[Source data]
^^^^^^^^^^^^^^^^

PR #3247, opened 2021-09-28
local-php-security-checker/lpsc : initial commit

### LINKED ISSUE #3244: local-php-security-checker
- **Name**: local-php-security-checker
- **Source URL**: https://github.com/fabpot/local-php-security-checker
- **Description**: PHP security vulnerabilities checker

D4imyo:
closes #3244

note : i named the binary/pkgname `lpsc`

### DIFF
--- a/packages/lpsc/PKGBUILD
+++ b/packages/lpsc/PKGBUILD
@@ -1,0 +1,42 @@
+# This file is part of BlackArch Linux ( https://www.blackarch.org/ ).
+# See COPYING for license details.
+
+pkgname=lpsc
+_pkgname='local-php-security-checker'
+pkgver=v1.2.0.r0.gf883cc5
+pkgrel=1
+pkgdesc='A command line tool that checks your PHP application packages with known security vulnerabilities.'
+arch=('x86_64' 'aarch64')
+groups=('blackarch' 'blackarch-scanner')
+url='https://github.com/fabpot/local-php-security-checker'
+license=('AGPL3')
+makedepends=('git' 'go')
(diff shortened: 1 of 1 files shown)


packages/lpsc/PKGBUILD
```diff
@@ -0,0 +1,42 @@
+# This file is part of BlackArch Linux ( https://www.blackarch.org/ ).
+# See COPYING for license details.
+
+pkgname=lpsc
```
noraj, line 4: Could you please keep `local-php-security-checker` as pkgname but keep `lpsc` as binary name. Or rather keep `local-php-security-checker` as binary name but add `lpsc` as "alias" (not a true shell alias but a symlink) because it's always annoying to not be able to find the binary name without having to read the PKGBUILD for users.

So 

```
pkgname=local-php-security-checker
_pkgname=lscp
```

noraj (changes requested):

noraj:
Thanks @D4imyo for having worked on this!

packages/lpsc/PKGBUILD
D4imyo: how about naming both `pkgname` and the binary  `local-php-security-checker` as users wouldn't even know that `lpsc` existed when they install the package

noraj (approved):

packages/lpsc/PKGBUILD
noraj: Yes in the end people can create their own aliases

noptrix:
@D4imyo thank you very much

PR #3263, opened 2021-11-04
Fix `gitdump` caller script

Kibouo:
The caller script `cd`'d into the install dir, while `git-dump.py` has its output directory hard coded as `outputFolder = "output/"`. So the output would be written to the install dir. This was bad practice, confusing, and required root to run the tool.


noraj (approved):

noptrix:
@Kibouo thank you.

PR #3264, opened 2021-11-06
rustcat: pkgbuild revision

FabioLolix:
~Corrected pkgver() function~
Install license (MIT)
~Removed pointless custom variable~

### DIFF
--- a/packages/rustcat/PKGBUILD
+++ b/packages/rustcat/PKGBUILD
@@ -4,7 +4,7 @@
 pkgname=rustcat
 _binname=rcat
 pkgver=v2.0.0.r6.g95ac0c4
-pkgrel=1
+pkgrel=2
 pkgdesc='A modern port listener and reverse shell.'
 groups=('blackarch' 'blackarch-networking')
 arch=('x86_64' 'aarch64')
--- a/packages/rustcat/PKGBUILD
+++ b/packages/rustcat/PKGBUILD
@@ -5,7 +5,7 @@ pkgname=rustcat
 _binname=rcat
 pkgver=v2.0.0.r6.g95ac0c4
 pkgrel=1
-pkgdesc='A Modern Port Listener & Reverse Shell.'
+pkgdesc='A modern port listener and reverse shell.'
 groups=('blackarch' 'blackarch-networking')
 arch=('x86_64' 'aarch64')
 url='https://github.com/robiot/rustcat'
@@ -30,5 +30,6 @@ package() {
   cd $pkgname
 
   install -Dm 755 "target/release/$_binname" "$pkgdir/usr/bin/$_binname"
+  install -D LICENSE -t "$pkgdir/usr/share/licenses/$pkgname"
 }
 


packages/rustcat/PKGBUILD
```diff
@@ -17,7 +16,7 @@ source=("git+https://github.com/robiot/$pkgname.git")
 pkgver() {
   cd $pkgname
 
-  echo $(git describe --long --tags | sed 's/\([^-]*-g\)/r\1/;s/-/./g')
+  git describe --long --tags | sed 's/^v//;s/\([^-]*-g\)/r\1/;s/-/./g'
```
noraj, line 19: this is not how it works, see our PKGBUILD templates https://github.com/BlackArch/blackarch-pkgbuilds/blob/a8f597f28e9ec58ac8aa300f5825237c2aaf46b8/PKGBUILD-generic-git#L17-L25

packages/rustcat/PKGBUILD
```diff
@@ -29,6 +28,7 @@ build() {
 package() {
   cd $pkgname
 
-  install -Dm 755 "target/release/$_binname" "$pkgdir/usr/bin/$_binname"
+  install -Dm 755 "target/release/rcat" -t "$pkgdir/usr/bin/"
```
noraj, line 31: keep the `_binname` variable

packages/rustcat/PKGBUILD
```diff
@@ -29,6 +28,7 @@ build() {
...
+  install -D LICENSE -t "${pkgdir}/usr/share/licenses/${pkgname}"
```
noraj, line 32: don't use the `${xx}` syntax when unneeded

noraj (changes requested):

packages/rustcat/PKGBUILD
FabioLolix: why?

noraj: Using a variable instead of hardcoding a string in the PKGBUILD is our standard way to do it (https://github.com/BlackArch/blackarch-pkgbuilds/) even if the variable is used only once.

packages/rustcat/PKGBUILD
```diff
@@ -29,6 +28,7 @@ build() {
 package() {
   cd $pkgname
 
-  install -Dm 755 "target/release/$_binname" "$pkgdir/usr/bin/$_binname"
+  install -Dm 755 "target/release/rcat" -t "$pkgdir/usr/bin/"
+  install -D LICENSE -t "$pkgdir/usr/share/licenses/pkgname"
```
noraj, line 32: you have dropped the final `$` before pkgname

noraj (changes requested):

packages/rustcat/PKGBUILD
FabioLolix: yeah, corrected

packages/rustcat/PKGBUILD
```diff
@@ -5,7 +5,7 @@ pkgname=rustcat
 _binname=rcat
 pkgver=v2.0.0.r6.g95ac0c4
 pkgrel=1
```
noraj, line 7: When a package is changed and the `pkgver` is not increased then pkgrel must be increased so `pkgrel=2`

noraj (changes requested):

packages/rustcat/PKGBUILD
FabioLolix: done

noraj (approved):
LGTM

noraj:
@FabioLolix Thanks for your contribution :)

PR #3281, opened 2021-12-05
nettacker: fix typo in group name

wykwit:
Nettacker is the only package in `blackarch-scanners` group. I think it was supposed to be in `blackarch-scanner` instead.


noptrix:
@wykwit thanks a lot.

PR #3301, opened 2022-01-05
theharvester: added python-ujson

nodauf:
python-ujson is a missing dependecie for theharvester


noptrix:
@nodauf thank you! please next time `pkgrel++` or only version bump enough, if available.

PR #3314, opened 2022-01-16
Fix virtualenv dependencies

ikstream:


noptrix:
@ikstream thank you very much. i will update a few things then. please check my changes afterwards.

PR #3315, opened 2022-01-20
python2-virtualenv: move makedepends to depends

ikstream:


noptrix:
@ikstream thx!

PR #3331, opened 2022-02-06
bundle: remove deprecated path option

noraj:
no need to pkgrel++ and release, it can wait next update, it's just to remove teh deprecated flag and avoid the warning


noptrix:
@noraj thank you very much!

PR #4514, opened 2025-03-31
netexec: fix build + bump pyinstaller

noraj:
I don't know if it's since this bump https://github.com/BlackArch/blackarch/commit/ea655abb9c6a52d1e573cf45f5c18ab976d6bcc7 (because v1.3.0.r459.gb520fdf9 seemed to work) or if it's this upstream commit https://github.com/Pennyw0rth/NetExec/commit/47bb14680a63a9ff4b7a11be81aac129d5bec6e0 (brings dynamic versioning and empty placeholder version) but netexec BA package is no longer working.

I haven't been able to fix the poetry setup, nor migrate to pipx, nor to a classic venv + pip.

poetry seems no longer working since dynamic-versioning, pipx fails with mysterious error that are better understandable when trying to build with venv + pip (git version command not working, vcs environment not found, all that while copying the .git/, having git as dependency or even directly pip install git+https://… in .install, then mysterious /dev/null, and many other black magic issues). I also tried to copy other method in already existing PKGBUILD. Nothing works.

For example, pipx install mentioned on the [official wiki](https://www.netexec.wiki/getting-started/installation/installation-on-unix), works well on my machine, but is not in a chroot or nspawn container.

All this python virtual environment ecosystem constantly evolving and upstream project continuously keeping to complexity it is not maintainable… The irony is that the use of a virtual environment use in the first place was to avoid the dependency hell of this project (precise version pinned, old version pinned, incompatible version with AL system, git versions, etc. that were also updated very often).

But in this very dark time, I found brightness. I tried harder and after hours of unsuccessfully virtual env packaging, I RTFMed harder the official wiki to discover it's now possible to [build the whole python project as a static binary](https://www.netexec.wiki/getting-started/installation/manually-building-the-binary). So I did so and it works! ~~Humanity~~ pentest community is saved!


noraj:
cc @Fireplop

noptrix:
@noraj thank you very much

PR #4542, opened 2025-06-17
arpspoof-smikims: add package

D3vil0p3r:


noptrix:
@D3vil0p3r i think this will conflict with `dsniff`'s `arpspoof` package... could you rename this package and tool, please? maybe sth like `$username-arpspoof` or whatever you prefer

D3vil0p3r:
done

packages/arpspoof-smikims/PKGBUILD
```diff
@@ -0,0 +1,40 @@
...
+
+  make
+}
+
+package() {
+  cd $_pkgname
+
+  install -Dm 755 arpspoof "$pkgdir/usr/bin/$pkgname"
+  install -Dm 644 -t "$pkgdir/usr/share/doc/$pkgname/" *.md
+}
```
noraj, line 40: If you test with ba-dev and with pkgcheck installed, you'll see the style warning that the final newline is missing.

noraj (changes requested):

packages/arpspoof-smikims/PKGBUILD
noraj: Fixed by noptrix in https://github.com/BlackArch/blackarch/commit/9223540e00ed3b88db64c84df0bb0aece28947f9

PR #4560, opened 2025-07-11
fix: fix the application file for johnny

1p22geo:
PKGBUILD installs the executable at /usr/bin, not /opt/johnny.
And it needs to install the icon too.


noptrix:
@1p22geo thank you

PR #4562, opened 2025-07-14
peass: fix wrong version

D3vil0p3r:
The current `peass` PKGBUILD had erroneous `_pkgver=20221225` that retrieved very old  linpeass binaries.

Furthermore, the current build failed because of changes on linpeass builder that requires `--output` parameter.

The proposed PKGBUILD change manages these issues.


noptrix:
@D3vil0p3r thanks a lot.

D3vil0p3r:
Sorry. I needed to do a small fix https://github.com/BlackArch/blackarch/pull/4563

PR #4563, opened 2025-07-14
peass: fix binaries args

D3vil0p3r:
Sorry, in my last PR I mis-inverted building args to generate linpeas binaries.


noptrix:
@D3vil0p3r thank you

^^^^^^^^^^^^^^^^

▶ **Work item**
Show all of the lines above in which "virtualenv" is present.

▶ **Answer box**
Fix virtualenv dependencies
python2-virtualenv: move makedepends to depends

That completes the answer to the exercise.